9. Pada pasien asing atau populasi etnis minoritas dimana terdapat kesulitan
pemahaman Bahasa, harus disediakan layanan penerjemah yang kompeten.
10. Petugas memasangkan ke pasien gelang DNR berwarna ungu di pergelangan
tangan atau kaki.
11. Tinjau kembali status DNR secara berkala dengan pasien atau walinya, revisi bila
ada perubahan keputusan yang terjadi dan catat dalam rekam medis. Bila keputusan
DNR dibatalkan, catat tanggal terjadinya dan gelang DNR dimusnahkan.

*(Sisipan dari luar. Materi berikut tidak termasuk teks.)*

PR #115, opened 2025-09-20
Feature: Add Messenger

ErwinsExpertise:
This PR will implement the in-game messenger resolving #112

messenger

### DIFF
--- a/internal/serialisable_data.go
+++ b/internal/serialisable_data.go
@@ -128,3 +128,8 @@ type KV struct {
 	K byte
 	V int32
 }
+
+func (kv *KV) Serialise(p *mpacket.Packet) {
+	p.WriteByte(kv.K)
+	p.WriteInt32(kv.V)
+}
--- a/channel/message.go
+++ b/channel/message.go
@@ -339,13 +339,11 @@ func packetMessengerEnter(slot, gender, skin, ch byte, face, hair, cashW, petAcc
 	p.WriteBool(true)
 	p.WriteInt32(hair)
 	for _, kv := range vis {
-		p.WriteByte(kv.K)
-		p.WriteInt32(kv.V)
+		kv.Serialise(&p)
 	}
 	p.WriteInt8(-1)
 	for _, kv := range hid {
-		p.WriteByte(kv.K)
-		p.WriteInt32(kv.V)
+		kv.Serialise(&p)
 	}
 	p.WriteInt8(-1)
 	p.WriteInt32(cashW)
@@ -366,13 +364,11 @@ func packetMessengerAvatar(slot, gender, skin byte, face, hair, cashW, petAcc in
 	p.WriteBool(true)
 	p.WriteInt32(hair)
 	for _, kv := range vis {
-		p.WriteByte(kv.K)
-		p.WriteInt32(kv.V)
+		kv.Serialise(&p)
 	}
 	p.WriteInt8(-1)
 	for _, kv := range hid {
-		p.WriteByte(kv.K)
-		p.WriteInt32(kv.V)
+		kv.Serialise(&p)
 	}
 	p.WriteInt8(-1)
 	p.WriteInt32(cashW)
--- a/internal/packets.go
+++ b/internal/packets.go
@@ -329,13 +329,11 @@ func PacketWorldMessengerEnter(recipientID, face, hair, cashW, petAcc int32, slo
 	p.WriteBool(true)
 	p.WriteInt32(hair)
 	for _, kv := range vis {
-		p.WriteByte(kv.K)
-		p.WriteInt32(kv.V)
+		kv.Serialise(&p)
 	}
 	p.WriteInt8(-1)
 	for _, kv := range hid {
-		p.WriteByte(kv.K)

12. Perintah DNR harus mencakup hal-hal di bawah ini:


a. Diagnosis
b. Alasan DNR
c. Kemampuan pasien untuk membuat keputusan
d. Dokumentasi bawha DNR telah ditetapkan dan oleh siapa
13. Perintah DNR dapat dibatalkan dengan keputusan pasien sendiri atau dokter yang
merawat, atau wali yang sah terkait dengan perkembangan kondisi pasien atau bila
dokter/perawat menemukan inkonsistensi dalam pengambilan keputusan. Dalam hal
ini, catatan DNR di rekam medis harus pula dibatalkan dan gelang DNR harus
dimusnahkan.
14. DPJP dan perawat wajib menjelaskan bahwa DNR hanya berarti tidak melakukan
tindakan resusitasi jantungparu, namun perawatan dasar, penanganan dan
tatalaksana pasien lainnya tetap dilakukan dengan optimal, seperti hygiene,
management nyeri,dan management gejala yang memicu stress fisik (sesak, muntah
dan inkontinensia).
15. Tata laksana emergensi tidak boleh tertunda hanya karena mencari ada tidaknya
instruksi DNR.

7
16. Keputusan DNR harus diberitahukan saat pergantian petugas, atau pengoperan
pasien kepetugas atau unit lainnya.
17. Petugas ambulans yang terlibat dalam transfer juga harus mengetahui instruksiini.

BAB IV
DOKUMENTASI

Adapun dokumentasi untuk pasien dengan DNR dilengkapi dengan form penolakan
tindakan resusitasi/Rejection of Resuscitation.Dimana formulir penolakan tindakan
resusitasi/ Rejection of Resuscitation ditanda tangani oleh pasien/keluarga, saksi dan
disimpan dalam rekam medis pasien yang bersangkutan. Edukasi yang diberikan oleh
DPJP/dokter yang menangani harus tercatat dalam edukasi terintegrasi.